I'm not there to say your nugs don't smell great.... I'm just helping some folks
with their own problems, if it's not broken don't fix it.

But mine don't take 30 days to taste good.


----------



## anhedonia (Feb 4, 2010)

I always trim everything then hang for 4-5 days then into the jar. Ive never had grass or hay smelling buds.


----------



## Shrubs First (Feb 4, 2010)

anhedonia said:


> I always trim everything then hang for 4-5 days then into the jar. Ive never had grass or hay smelling buds.


This is all circumstantial, I'm not there to refute. Lets just say I don't quite believe
that your buds will be at the same odor level I am talking about.


----------



## j wizzle (Feb 4, 2010)

Shrubs First said:


> I'm not there to say your nugs don't smell great.... I'm just helping some folks
> with their own problems, if it's not broken don't fix it.
> 
> But mine don't take 30 days to taste good.


 
my stuff tastes good right after its dried, but after 30 days, its amazing. i dont know how anyone can argue against curing for 30 days.


and as for trimming and then hanging. i dont think thats a great idea. i think its best to trim the sun leaves and then hang it up. 

like was said by shrubs, moisture needs to leave the plant at a certain rate. if the moisture escapes too quickly, it will affect the taste.


----------



## Shrubs First (Feb 4, 2010)

j wizzle said:


> my stuff tastes good right after its dried, but after 30 days, its amazing. i dont know how anyone can argue against curing for 30 days.
> .


I can't good job on the chron... And I mean, now that I think about it
thats just my experience, here in colorado it is dry as hell, no moisture,
0-5% humidity, so i gotta keep my shit real humid and leaving the plant
whole helps. But if you're in a humid environment, you gotta chop that
shit up or else it could mold!


----------



## jigfresh (Feb 4, 2010)

LOL.... I wish all you guys would have told me this stuff a month ago. Oh well. Next time.

Is drying my buds hanging in a cardboard box ok... or is that bad too, haha?

And here I thought I knew everything.


----------



## Shrubs First (Feb 4, 2010)

jigfresh said:


> LOL.... I wish all you guys would have told me this stuff a month ago. Oh well. Next time.
> 
> Is drying my buds hanging in a cardboard box ok... or is that bad too, haha?
> 
> And here I thought I knew everything.


I do everything in a spare closet, a pretty small one, like a hallway closet just for
jackets... I wouldn't do cardboard


----------



## jigfresh (Feb 4, 2010)

Shrubs First said:


> I do everything in a spare closet, a pretty small one, like a hallway closet just for
> jackets... I wouldn't do cardboard


Well shit. At least I grow good plants. (i think, hahaha)

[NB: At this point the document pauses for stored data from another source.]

PR #17369, opened 2022-07-01
OCT-80: dependency cruiser

tseho:

`depcruise` does static analysis of dependencies & support custom rules.
It comes with default rules like
- `no-non-package-json` => you cannot uses dependencies not declared in package.json
- `not-to-deprecated` => warning when using a deprecated dependency

You can also write custom rules.
For example, the following one forbid to use internal files from other major components, it can only use modules exported in the `index.ts` of others.
```
        {
            name: 'no-to-other-components-internals',
            severity: 'error',
            from: {
                path: '^src/components/([^/]+)/.+',
            },
            to: {
                path: '^src/components/([^/]+)/(?!index).+',
                pathNot: '^src/components/$1',
            },
        },
```

Screenshot_2022-07-01_16-03-28

:warning: This PR, as it is, still have 50 dependency errors to be fixed before having a green CI, it's not fixed yet to not pollute the discussion around it.

- [ ] Tests
- [ ] Migration & Installer
- [ ] PM Validation (Story)
- [ ] Tech Doc

### DIFF
--- a/components/catalogs/Makefile
+++ b/components/catalogs/Makefile
@@ -119,6 +119,7 @@ catalogs-lint-front: yarn-policies
 	$(CATALOGS_YARN) workspace @akeneo-pim-community/catalogs prettier --check
 	$(CATALOGS_YARN) workspace @akeneo-pim-community/catalogs eslint
 	$(CATALOGS_YARN) workspace @akeneo-pim-community/catalogs tsc --noEmit --strict
+	$(CATALOGS_YARN) workspace @akeneo-pim-community/catalogs depcruise
 
 .PHONY: catalogs-unit-front
 catalogs-unit-front: yarn-policies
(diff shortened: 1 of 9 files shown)


masacc (approved):
I see what this new tool brings to us but I'm starting to wonder if we cannot rationalize all the tools that we are using for static/unit/integration/... tests in front and back because we have a lot of them. When onboarding someone new it's a lot to learn and understand.

RiffVentura (approved):

tseho:
> rationalize all the tools

Do you think we should remove some of them ? Which one do you have in mind ?
Actually, IMO, the one which bring the less value in my opinion is phpinsights.
For all the other ones, I understand your point about the challenges when onboarding newcomers.
But at the same time, automating what can be statically analyzed save us time and reduce confrontation during reviews.

For' some developers, they will feel more confident in their PR when asking for a review if they successfully passed all the tests.
On top of having static analysis, it will really guide them to have rules like coverage.
=> Regarding coverage, I'm not talking about 100% dumb coverage, I'm talking about smarter rules like we started in Connectivity, eg: Each query should have a least one integration test.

Great info everyone. I hope the OP is happy too.


----------



## j wizzle (Feb 4, 2010)

Shrubs First said:


> I can't good job on the chron... And I mean, now that I think about it
> thats just my experience, here in colorado it is dry as hell, no moisture,
> 0-5% humidity, so i gotta keep my shit real humid and leaving the plant
> whole helps. But if you're in a humid environment, you gotta chop that
> shit up or else it could mold!


 
haha thats rights...im in cali. my humidity is anywhere from 50-70% sometimes depending on the season/weather


----------



## j wizzle (Feb 4, 2010)

Shrubs First said:


> I do everything in a spare closet, a pretty small one, like a hallway closet just for
> jackets... I wouldn't do cardboard


 
have to agree with shrubs here too. i would stay away from the cardboard. i use a closet too. try to keep it dark as possible obviously. i open it up at night to let the air circulate.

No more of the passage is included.